Há uns anos, chegava eu à Covilhã quando, logo depois de sair da estrada nacional, me apareceu em contra-mão uma carrinha de caixa aberta. Vinha da direita e nenhum de nós viu o outro. Eu, porque nem me passava pela cabeça que alguém pudesse fazer aquilo. Ele, porque, vindo da direita, se achava cheio de prioridade. É claro que batemos e só não se magoou ninguém porque o choque não foi frontal e eu já ia bastante devagar. Quando ele me apareceu à frente, branco como a cal da parede, perguntei-lhe se alguém se tinha ferido, que os dois carros tinham ficado em muito mau estado. A resposta dele, aparentemente intacto, foi “eu vinha pela direita”. A mulher, que saiu logo atrás, começou aos gritos: “Você vinha a uma velocidade louca, seu assassino!”

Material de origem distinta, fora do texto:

PR #715, opened 2025-05-15
joypad: Add custom command to inform controllers of the player #

ZenoArrows:
Useful to light up player LEDs on various custom controllers like the NSO N64 controller or an Xbox 360 controller.

### DIFF
--- a/include/joypad.h
+++ b/include/joypad.h
@@ -631,6 +631,17 @@ int joypad_get_axis_released(joypad_port_t port, joypad_axis_t axis);
  */
 int joypad_get_axis_held(joypad_port_t port, joypad_axis_t axis);
 
+/**
+ * @brief Sends the player ID to each controller.
+ *
+ * This function sends the player ID to each controller coresponding to the
+ * joybus slot the controller is plugged in to.
+ *
+ * This is a custom command which is not supported by official controllers.
+ *
+ */
+ void joypad_send_player_id(void);
+
 #ifdef __cplusplus
 }
 #endif
--- a/src/joybus_commands.h
+++ b/src/joybus_commands.h
@@ -129,6 +129,13 @@
  * extended controller data, including analog A and B button values.
  */
 #define JOYBUS_COMMAND_ID_GCN_CONTROLLER_READ_LONG    0x43
+
+/**
+ * @brief "Player ID" Joybus command identifier.
+ * 
+ * Custom command that is not supported by official controllers.
+ */
+#define JOYBUS_COMMAND_ID_PLAYER_IDENTIFY 0xF0
 /** @} */ /* JOYBUS_COMMAND_ID */
 
 #ifdef __cplusplus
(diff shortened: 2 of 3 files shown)


rasky:
cc @meeq

networkfusion:
An improvement here would be that the accessory is able to be detected, rather than just blindly sending the command and hoping it is successful (so we dont have the same situation as the N64Digital).

meeq:
It seems like we're sliding down the slippery slope of non-standard Joybus commands.

Which Joybus adapters support the `0xF0` command? Is this command publicly documented anywhere for interoperability (similar to the [PixelFX Game ID wiki page](https://gitlab.com/pixelfx-public/n64-game-id))?

I'm not inclined to expose this as a public API: it should not be up to each individual homebrew developer to remember to call this function, and then call it again every time the controller port assignments change.

ZenoArrows:
This is just for my own joybus adapter project, I am not aware of any adapter offering similar functionality. The idea was to simply have the N64FlashcartMenu send this command on bootup to each controller. Since the menu won't be running anymore while other homebrew is running I didn't bother accounting for the scenario where the controller port assignments change.

If this idea is accepted into the N64FlashcartMenu repo I assume we'd document it there. My main reason for suggesting this as a public API is because `joybus_exec_async ` is currently a private API.

> It seems like we're sliding down the slippery slope of non-standard Joybus commands.

The community will need some sort of central authority to assign (or re-assign) values to these non-standard Joybus commands to avoid conflicts. It might actually be a good idea to have libdragon serve as that authority.

rasky:
I think the best would be start documenting the custom commands in the n64brew wiki *and* libdragon. If we try to setup this central source of command IDs, I think it's fine for libdragon to collect also implementations for them. Maybe I would move them into some specific header like `joybus_custom.h` and/or specifically mention the product names /websites / links that implement them

meeq:
This feature would make more sense to integrate into the joypad subsystem so that every LibDragon game gets this ability implicitly. It would also make a lot more sense if there was significant adoption of this custom command in the ecosystem.

What does BlueRetro do? That’s probably the most popular Joybus adapter in the market right now. From what I can tell, they don’t have a mechanism for setting the controller LED based on port number.

Might be worth reaching out into the hardware community to see if there’s any feedback on this approach and try to get more widespread adoption.

include/joypad.h
```diff
@@ -631,6 +631,17 @@ int joypad_get_axis_released(joypad_port_t port, joypad_axis_t axis);
...
+/**
+ * @brief Sends the player ID to each controller.
+ *
+ * This function sends the player ID to each controller coresponding to the
+ * joybus slot the controller is plugged in to.
+ *
+ * This is a custom command which is not supported by official controllers.
+ *
+ */
+ void joypad_send_player_id(void);
```
meeq, line 643: If we're going to create a custom Joybus command for this, there should be lower-level joybus APIs to exercise the command, something like:

```c
/* Sets the LED for a port to the port number */
void joybus_custom_led_port( joypad_port_t port );

/* Sets the LED for a port to an arbitrary value */
void joybus_custom_led_set( joypad_port_t port, uint8_t value );
```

Tive a sorte de começarem a parar os carros e entre eles um da Brigada de Trânsito, o que teve o condão, depois de algumas explicações básicas que lhes foram dadas por terceiros, de calar a harpia e deixar o marido de tromba enfiada no chão. Disseram-me depois que era habitual entrarem ali carros em contra-mão, fazendo vista grossa dos sinais de sentido proibido. Na semana anterior tinha havido outro acidente no mesmo sítio, mas dessa vez com mortos e feridos.
Mais tarde, já com outro carro, que o primeiro tinha ido para a sucata, decidi dar uma vista de olhos ao sítio por onde tinham entrado – ligeiramente abaixo do novo Hospital. Era impossível não ver os sinais; era óbvio que aquilo era uma saída e não uma entrada. Só um completo cretino poderia enganar-se naquele sítio.
Nas auto-estradas passa-se o mesmo: há sinalização e os acessos são construídos para que seja óbvio para o condutor distraído que se está a enganar. E, no entanto, enganam-se. De todas as asneiras que se fazem na estrada, esta é das mais perigosas, provocando situações a que mesmo um condutor cuidadoso não consegue fugir. É que a súbita aparição de um carro num sítio onde este não podia estar torpedeia todas as precauções da condução mais defensiva.
Todas? Nem todas. É que quem entra na auto-estrada normalmente não sabe que o está a fazer. Pensa que está a entrar numa estrada com duas vias de trânsito e, por isso, circula pela direita. Se os outros condutores circularem também pela direita, nada acontece, a não ser na eventualidade de uma ultrapassagem. O problema é que em Portugal há demasiada gente a gostar de circular pela via da esquerda nas auto-estradas, em ultrapassagem ou não. O mais terrível disto tudo é que há notícia de acidentes com condutores em contra-mão com a intervenção apenas de dois veículos: um a circular na faixa da esquerda porque sim, porque é um direito que tem, o outro a vir em contra-mão em sentido contrário porque era aquele o dia marcado para morrerem os dois.